LLM Evaluation Beyond Vibes

Jan 15, 2026

We have all been there: you tweak a prompt, run it three times, and declare it “better” based on gut feeling. Here is how to do better.

The Problem with Vibes

Manual spot-checking fails because:

LLM outputs are non-deterministic
You remember the good examples, forget the bad ones
Prompts that work for your test case break on edge cases
You cannot track improvements over time

Build an Eval Dataset

Start with 20-50 examples. Each needs:

{
  "input": "What is the capital of France?",
  "expected": "Paris",
  "tags": ["geography", "factual"]
}

For open-ended tasks, use rubrics instead of exact matches:

{
  "input": "Explain TCP vs UDP",
  "rubric": [
    "Mentions TCP is connection-oriented",
    "Mentions UDP is connectionless",
    "Gives a practical use case for each",
    "Does not contain factual errors"
  ]
}

Automated Scoring

Exact Match (for factual questions)

def score_exact(response: str, expected: str) -> float:
    return 1.0 if expected.lower() in response.lower() else 0.0

LLM-as-Judge (for open-ended)

def score_with_llm(response: str, rubric: list[str]) -> float:
    judge_prompt = f"""Score this response against each criterion.
Response: {response}

Criteria:
{chr(10).join(f"- {r}" for r in rubric)}

Return a JSON object with "scores" (list of 0 or 1) and "reasoning"."""

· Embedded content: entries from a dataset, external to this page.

PR #213, opened 2020-08-03
Implement setup.cfg handling for Pip

chmeliik:
* CLOUDBLD-2053

Aims for near parity with the setuptools way of handling setup.cfg files
with the notable exception of never executing unknown Python modules.

There may be other minor differences, but should cover 99% of the
typical use cases.

### DIFF
--- a/cachito/workers/pkg_managers/pip.py
+++ b/cachito/workers/pkg_managers/pip.py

    result = call_llm(judge_prompt)
    return sum(result["scores"]) / len(result["scores"])

Semantic Similarity

from sentence_transformers import SentenceTransformer

model = SentenceTransformer("all-MiniLM-L6-v2")

def score_similarity(response: str, reference: str) -> float:
    emb = model.encode([response, reference])
    return float(np.dot(emb[0], emb[1]) /
                 (np.linalg.norm(emb[0]) * np.linalg.norm(emb[1])))

Run Evals Systematically

def run_eval(dataset, prompt_template, model="claude-sonnet-4-5-20250929"):
    results = []
    for example in dataset:
        response = call_llm(prompt_template.format(**example))
        score = score(response, example)
        results.append({
            "input": example["input"],
            "response": response,
            "score": score
        })

    avg_score = sum(r["score"] for r in results) / len(results)
    print(f"Average score: {avg_score:.2%}")
    print(f"Failures: {sum(1 for r in results if r[score] < 0.5)}/{len(results)}")
    return results

Track Over Time

Save results to a file or database:

Date       | Prompt Version | Model      | Score | N
2026-01-10 | v1             | sonnet-4.5 | 72%   | 50
2026-01-12 | v2 (few-shot)  | sonnet-4.5 | 85%   | 50
2026-01-14 | v2             | opus-4.6   | 91%   | 50

Now you can answer “is this prompt better?” with data, not vibes.

Minimum Viable Eval

You do not need a framework. A script with:

A JSON file of test cases
A scoring function
A loop that runs them all and prints aggregate scores

is enough to start. Add complexity when you need it.